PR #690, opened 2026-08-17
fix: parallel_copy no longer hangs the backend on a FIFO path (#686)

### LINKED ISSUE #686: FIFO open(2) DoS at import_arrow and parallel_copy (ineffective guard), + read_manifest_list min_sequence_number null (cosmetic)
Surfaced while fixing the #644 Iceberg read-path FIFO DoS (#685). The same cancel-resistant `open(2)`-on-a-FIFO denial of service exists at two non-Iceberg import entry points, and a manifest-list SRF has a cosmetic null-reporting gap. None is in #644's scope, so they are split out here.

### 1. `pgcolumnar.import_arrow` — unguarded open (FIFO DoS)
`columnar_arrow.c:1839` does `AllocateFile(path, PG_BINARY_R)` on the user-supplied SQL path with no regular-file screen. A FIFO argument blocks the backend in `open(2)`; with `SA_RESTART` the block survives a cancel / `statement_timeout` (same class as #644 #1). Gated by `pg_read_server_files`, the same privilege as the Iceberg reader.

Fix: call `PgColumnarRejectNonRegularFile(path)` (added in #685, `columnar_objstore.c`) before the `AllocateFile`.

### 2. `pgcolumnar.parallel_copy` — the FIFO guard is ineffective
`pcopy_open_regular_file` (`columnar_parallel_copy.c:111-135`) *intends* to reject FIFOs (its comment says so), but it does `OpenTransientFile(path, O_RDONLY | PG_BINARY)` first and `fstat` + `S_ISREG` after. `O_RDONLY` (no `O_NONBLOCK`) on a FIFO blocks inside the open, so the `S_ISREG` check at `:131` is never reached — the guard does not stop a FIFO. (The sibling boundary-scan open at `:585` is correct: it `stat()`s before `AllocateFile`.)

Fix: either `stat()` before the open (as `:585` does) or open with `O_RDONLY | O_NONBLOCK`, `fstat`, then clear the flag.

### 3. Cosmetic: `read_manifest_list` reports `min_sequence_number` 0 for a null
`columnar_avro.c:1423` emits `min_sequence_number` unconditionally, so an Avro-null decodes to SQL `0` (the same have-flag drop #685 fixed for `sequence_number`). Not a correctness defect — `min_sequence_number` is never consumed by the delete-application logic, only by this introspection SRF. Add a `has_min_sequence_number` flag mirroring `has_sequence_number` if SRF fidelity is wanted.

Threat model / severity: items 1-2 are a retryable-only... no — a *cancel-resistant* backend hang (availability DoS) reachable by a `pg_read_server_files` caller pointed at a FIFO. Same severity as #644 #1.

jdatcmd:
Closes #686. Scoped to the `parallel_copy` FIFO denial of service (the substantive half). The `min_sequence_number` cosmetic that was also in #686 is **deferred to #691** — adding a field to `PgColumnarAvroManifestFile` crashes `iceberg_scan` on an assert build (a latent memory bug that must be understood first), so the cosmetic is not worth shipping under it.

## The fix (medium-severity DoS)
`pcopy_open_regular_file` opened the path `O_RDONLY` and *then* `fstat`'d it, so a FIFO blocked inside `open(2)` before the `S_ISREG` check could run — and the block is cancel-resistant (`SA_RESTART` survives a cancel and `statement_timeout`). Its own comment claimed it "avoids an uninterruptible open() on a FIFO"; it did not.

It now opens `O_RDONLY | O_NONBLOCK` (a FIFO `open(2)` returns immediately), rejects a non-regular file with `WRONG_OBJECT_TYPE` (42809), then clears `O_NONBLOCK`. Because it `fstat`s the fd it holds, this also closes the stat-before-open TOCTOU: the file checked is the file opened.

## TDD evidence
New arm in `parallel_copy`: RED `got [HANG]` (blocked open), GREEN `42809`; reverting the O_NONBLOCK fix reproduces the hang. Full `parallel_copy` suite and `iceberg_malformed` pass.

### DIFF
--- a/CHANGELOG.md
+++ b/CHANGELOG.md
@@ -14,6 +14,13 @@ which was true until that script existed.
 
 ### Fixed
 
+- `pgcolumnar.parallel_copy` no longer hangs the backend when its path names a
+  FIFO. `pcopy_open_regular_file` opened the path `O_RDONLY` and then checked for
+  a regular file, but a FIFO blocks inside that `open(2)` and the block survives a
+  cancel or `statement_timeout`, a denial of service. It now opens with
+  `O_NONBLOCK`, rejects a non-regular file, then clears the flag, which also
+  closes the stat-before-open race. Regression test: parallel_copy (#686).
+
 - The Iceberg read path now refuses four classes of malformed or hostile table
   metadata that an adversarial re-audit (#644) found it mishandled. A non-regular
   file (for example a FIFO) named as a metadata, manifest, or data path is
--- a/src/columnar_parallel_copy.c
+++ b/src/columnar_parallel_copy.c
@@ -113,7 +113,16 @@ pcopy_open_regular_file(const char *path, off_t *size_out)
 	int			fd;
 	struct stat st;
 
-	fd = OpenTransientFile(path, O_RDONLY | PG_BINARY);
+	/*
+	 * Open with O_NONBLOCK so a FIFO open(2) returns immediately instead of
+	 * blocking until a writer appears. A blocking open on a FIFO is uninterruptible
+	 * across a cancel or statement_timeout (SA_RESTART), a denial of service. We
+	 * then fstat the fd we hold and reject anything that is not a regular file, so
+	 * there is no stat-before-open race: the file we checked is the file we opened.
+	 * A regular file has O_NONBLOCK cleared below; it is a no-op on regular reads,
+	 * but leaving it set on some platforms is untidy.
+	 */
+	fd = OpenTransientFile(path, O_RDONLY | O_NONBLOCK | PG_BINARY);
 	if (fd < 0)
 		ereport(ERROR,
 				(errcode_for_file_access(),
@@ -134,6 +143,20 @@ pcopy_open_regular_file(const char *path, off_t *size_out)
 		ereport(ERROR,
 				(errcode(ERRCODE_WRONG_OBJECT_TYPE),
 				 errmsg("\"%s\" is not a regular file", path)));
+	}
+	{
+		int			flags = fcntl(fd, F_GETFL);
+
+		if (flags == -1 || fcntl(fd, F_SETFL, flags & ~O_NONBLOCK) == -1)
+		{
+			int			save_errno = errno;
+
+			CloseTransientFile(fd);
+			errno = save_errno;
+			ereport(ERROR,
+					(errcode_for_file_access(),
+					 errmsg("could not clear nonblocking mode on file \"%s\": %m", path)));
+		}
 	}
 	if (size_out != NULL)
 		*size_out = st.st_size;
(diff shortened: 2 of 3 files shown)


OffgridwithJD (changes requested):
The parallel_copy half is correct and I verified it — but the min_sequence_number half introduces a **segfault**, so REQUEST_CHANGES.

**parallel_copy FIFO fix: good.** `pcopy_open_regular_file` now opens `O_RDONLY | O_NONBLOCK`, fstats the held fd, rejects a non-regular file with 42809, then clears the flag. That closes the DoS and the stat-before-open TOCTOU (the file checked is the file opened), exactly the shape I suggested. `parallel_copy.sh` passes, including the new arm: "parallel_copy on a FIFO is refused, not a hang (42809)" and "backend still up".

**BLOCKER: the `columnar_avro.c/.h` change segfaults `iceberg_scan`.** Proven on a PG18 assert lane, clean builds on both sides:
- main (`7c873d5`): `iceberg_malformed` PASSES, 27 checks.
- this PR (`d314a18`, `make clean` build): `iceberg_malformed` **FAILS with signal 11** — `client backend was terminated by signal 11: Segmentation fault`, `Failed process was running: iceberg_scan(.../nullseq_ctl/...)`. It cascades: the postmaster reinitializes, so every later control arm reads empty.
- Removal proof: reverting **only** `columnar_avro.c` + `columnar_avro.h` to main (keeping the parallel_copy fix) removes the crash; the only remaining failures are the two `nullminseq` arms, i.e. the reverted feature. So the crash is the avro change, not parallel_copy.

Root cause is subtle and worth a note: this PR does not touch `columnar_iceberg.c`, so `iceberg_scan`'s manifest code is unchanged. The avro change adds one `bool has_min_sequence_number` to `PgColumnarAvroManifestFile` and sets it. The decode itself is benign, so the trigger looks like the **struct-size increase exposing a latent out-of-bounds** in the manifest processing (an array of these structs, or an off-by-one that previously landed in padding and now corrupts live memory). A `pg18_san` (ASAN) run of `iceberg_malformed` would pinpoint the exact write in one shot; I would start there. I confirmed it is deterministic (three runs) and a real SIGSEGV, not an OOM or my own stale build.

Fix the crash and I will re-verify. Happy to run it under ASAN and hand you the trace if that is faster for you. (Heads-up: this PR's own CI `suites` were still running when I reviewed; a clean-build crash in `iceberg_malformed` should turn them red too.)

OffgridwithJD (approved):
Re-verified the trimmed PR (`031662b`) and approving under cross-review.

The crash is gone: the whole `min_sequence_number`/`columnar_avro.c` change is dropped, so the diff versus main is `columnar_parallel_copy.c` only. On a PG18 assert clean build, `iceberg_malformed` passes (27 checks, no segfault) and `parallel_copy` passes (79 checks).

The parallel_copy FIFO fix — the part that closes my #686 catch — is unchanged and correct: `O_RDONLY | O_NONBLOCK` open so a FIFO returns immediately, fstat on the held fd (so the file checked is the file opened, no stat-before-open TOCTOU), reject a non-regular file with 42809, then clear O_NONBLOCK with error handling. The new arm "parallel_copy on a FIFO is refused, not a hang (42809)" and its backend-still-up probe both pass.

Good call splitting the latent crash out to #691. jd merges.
☆ ☆ ☆ ☆ ☆ ☆ ☆
#### What this task involves:
In the material above, find the line containing "-134,6 +143,20 @@" and the line containing "PASSES, 27 checks.", then write out exactly those two lines and every line between them, and nothing more.

#### Written response:
@@ -134,6 +143,20 @@ pcopy_open_regular_file(const char *path, off_t *size_out)
 		ereport(ERROR,
 				(errcode(ERRCODE_WRONG_OBJECT_TYPE),
 				 errmsg("\"%s\" is not a regular file", path)));
+	}
+	{
+		int			flags = fcntl(fd, F_GETFL);
+
+		if (flags == -1 || fcntl(fd, F_SETFL, flags & ~O_NONBLOCK) == -1)
+		{
+			int			save_errno = errno;
+
+			CloseTransientFile(fd);
+			errno = save_errno;
+			ereport(ERROR,
+					(errcode_for_file_access(),
+					 errmsg("could not clear nonblocking mode on file \"%s\": %m", path)));
+		}
 	}
 	if (size_out != NULL)
 		*size_out = st.st_size;
(diff shortened: 2 of 3 files shown)


OffgridwithJD (changes requested):
The parallel_copy half is correct and I verified it — but the min_sequence_number half introduces a **segfault**, so REQUEST_CHANGES.

**parallel_copy FIFO fix: good.** `pcopy_open_regular_file` now opens `O_RDONLY | O_NONBLOCK`, fstats the held fd, rejects a non-regular file with 42809, then clears the flag. That closes the DoS and the stat-before-open TOCTOU (the file checked is the file opened), exactly the shape I suggested. `parallel_copy.sh` passes, including the new arm: "parallel_copy on a FIFO is refused, not a hang (42809)" and "backend still up".

**BLOCKER: the `columnar_avro.c/.h` change segfaults `iceberg_scan`.** Proven on a PG18 assert lane, clean builds on both sides:
- main (`7c873d5`): `iceberg_malformed` PASSES, 27 checks.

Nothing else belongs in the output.